Yes. The best guide I know is to imagine the reverse situation. For most of us there are times when, for whatever reason, we come close to despair - and my experience of those states is that a single small friendly gesture, word, or act, can make a difference. It may only make the next five minutes slightly easier to cope with, but better that than nothing. (And sometimes the next five minutes might otherwise have been the worst.)


----------



## Polednice

Elgarian said:


> I feel much the same about the video. I feel a dismaying hollowness inside. And horrible though it is, I can't help but feel that it's right that we _should_ feel like this. Just think what it would mean if we didn't.


You're absolutely right. And, though it was indeed a complex, paradoxical thought, I understood what you said on the previous page and agree with it also (though where is the consolation indeed?).

I think I will go to bed in the knowledge that, in the morning, I will wake up to a loved one and they will put a smile on my face.


----------



## hawk

For 16 years my work has brought my family and I to a place in central Louisiana. Our last night of travel usually finds us in Tuscaloosa Alabama~it is also our first stop during our return home. This year a couple weeks prior to our expected stay a very violent tornado wreaked havoc causing much damge and death in the area we usually stay. We were conflicted about going thinking we may need to find an alternative route/place to stay. This conflict really tore at us~ would our measly few bucks for hotel and food help, would there be some work we could do in the few hours of being there~really the questions boiled down to one~could I (we) handle the trauma of seeing others suffering so much....

When we arrived in Tuscaloosa it really was devestated more than anything I have ever seen.
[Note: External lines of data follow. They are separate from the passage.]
PR #3916, opened 2026-04-02
fix: harden mappers with safe wrappers

forestileao:
## Summary
- Add safe wrapper functions (`createSafeAdditionalDataBuilder`, `createSafeCustomFieldRenderer`) and normalization (`normalizeComponentBaseProps`, `normalizeTriggerProps`) so all mapper output is sanitized before reaching the canvas
- Extract `findRegisteredComponentMapper` private helper to deduplicate component lookup logic
- Add shared `@/lib/records` type guard utility and `@/lib/canvas-node-fallback` fallback constant

## Context
Split from #3899. This is PR 1/3 — adds the error-handling foundation at the data layer. PRs 2 and 3 depend on this.

image

### DIFF
--- a/pkg/cli/commands/canvases/update.go
+++ b/pkg/cli/commands/canvases/update.go
@@ -17,6 +17,98 @@ type updateCommand struct {
 	autoLayoutNodes *[]string
 }
 
+type versioningPlan struct {
+	effectiveEnabled      bool
+	enableAfterSpecUpdate bool
+}
+
+func updateCanvasVersioningEnabled(ctx core.CommandContext, canvasID string, enabled bool) error {
+	body := openapi_client.CanvasesUpdateCanvasBody{}
+	body.SetVersioningEnabled(enabled)
+
+	_, _, err := ctx.API.CanvasAPI.
+		CanvasesUpdateCanvas(ctx.Context, canvasID).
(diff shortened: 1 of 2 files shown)


web_src/src/pages/workflowv2/mappers/safeMappers.ts
```diff
@@ -1,6 +1,291 @@
...
+
+function asBoolean(value: unknown): boolean | undefined {
+  return typeof value === "boolean" ? value : undefined;
+}
+
+function getFallbackComponentTitle(context: ComponentBaseContext): string {
+  return context.node?.name || context.componentDefinition?.label || context.componentDefinition?.name || "Component";
+}
+
+function getFallbackTriggerTitle(context: TriggerRendererContext): string {
```
shiroyasha: The function name is not correct, it suggest that this will return only the fallback, while in reality it only returns the fallback if various other options are not satisfied.

```
safemapper.getTriggerTitle(...)
safemapper.getComponentTitle(...)
```

would be good and more direct, even if they don't have fallback in their names.

shiroyasha (dismissed):

forestileao:
test

forestileao:
👍

PR #3920, opened 2026-04-02
docs: Development base image

shiroyasha:


docs/prd/superplane-dev-base.md
```diff
@@ -0,0 +1,140 @@
...
+- This is faster by around 100 seconds from what we have atm.
+
+## One vs. Multiple base images
+
+I experimented with two approaches:
+
+1/ Having one base image that is shared between the app and agent
+2/ Having two base images, one for app, one for the agent
+
+Option 1/ was faster on CI. This approach has downsides, but I'm mostly looking for performance here.
```
lucaspin, line 36: Surprised that [1] was faster on CI. Any clues on why? I'd expect [2] to be faster since the images would be smaller

forestileao: me too, even if they are built in parallel?

shiroyasha: I was also surprised. I think it boils down to "it needs to download more data" from the internet. Even in parallel, this is slower.

shiroyasha:
Merging this. It seems that we are generally ok with this approach. The question of single or multiple docker images remains to be tested during implementation.

Issue #3714, opened 2026-03-26
Component config: in-context AI assist


AleksandarCole:
**Problem:**  
AI builder exists on the canvas (and is planned for the home page), but configuring a **single component** still requires manual work for messages, expressions, and other fields. Users often want lightweight help for just the active component—not a full canvas build.

**Current vs proposed:** **Current:** AI at canvas/home scope; component panels are manual. **Proposed:** In-context AI in the **individual component configuration** UI (e.g. generate copy, suggest or refine expressions, field-level assistance) scoped to the selected component.

**Use case:**  
Authors iterating on one node who want quick AI help without leaving the inspector or invoking full-canvas generation.

shiroyasha:
Returning this to the backlog. We have a good start with @re-pixel, but we are not going to focus on this week.

PR #3921, opened 2026-04-02
docs: Plan out the implementation of in-component configuration assistance

re-pixel:
### Related Issues

https://github.com/superplanehq/superplane/issues/3714


docs/prd/inline-config-assistant.md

At first I felt that I shouldn't be there gawking (really that emotional trauma thing sneaking up) then it began to feel important to share in this so we drove to various areas and got out of the car to read the messages on the homes, to say hello to folks who were recoiling....

In one coffee place I attempted to buy a coffee for a redcross worker and a companion but she had paid. We chatted for a while I expressing many things but one repeatedly~ "I wish I could do more to help"~her reply was that she was happy that my family and I would think to come and share (witness) and in doing so the burden is lessened....


----------



## Almaviva

Like I said, I won't sleep well tonight, thanks to that video, maybe the most shocking thing I've seen in a while (and I've seen my share of shocking things, thanks to my profession).

Well in my work I do a lot to mitigate pain. I win some, lose some, but I do feel proud of the good I do. And in my personal life, I contribute to charity, and I try to have some degree of political activism, time permitting.

I don't see what else I'd be able to do. It is not much, but it will have to do so that I can try and sleep, without that video haunting me.


----------



## Ravellian

I don't care because I know that personally there's _nothing_ I can do about it. Contributing to charities doesn't help. For example, studies have shown that Haitians make about half as much as they did 50 years ago on average and have worse living conditions, despite all the aid agencies we've brought to the country. The only thing that can really help them is for them to stop living in a culture of poverty by eliminating the corruption in their government and adopting capitalism.

Of course we're all screwed in the long-term because resources are running out and overpopulation will become a critical factor very soon.

It's kinda hopeless, to be honest. Sometimes I wish I were less educated and knowledgeable about the world; I might then still have some hope. At least I have sitcoms to watch to make my mind off things...


----------



## Polednice

I keep having this horrible image of the girl lying in horrific pain, silently calling for her mother who doesn't come - can anyone tell me that the girl would have been unconscious after that impact, or is it wishful thinking? 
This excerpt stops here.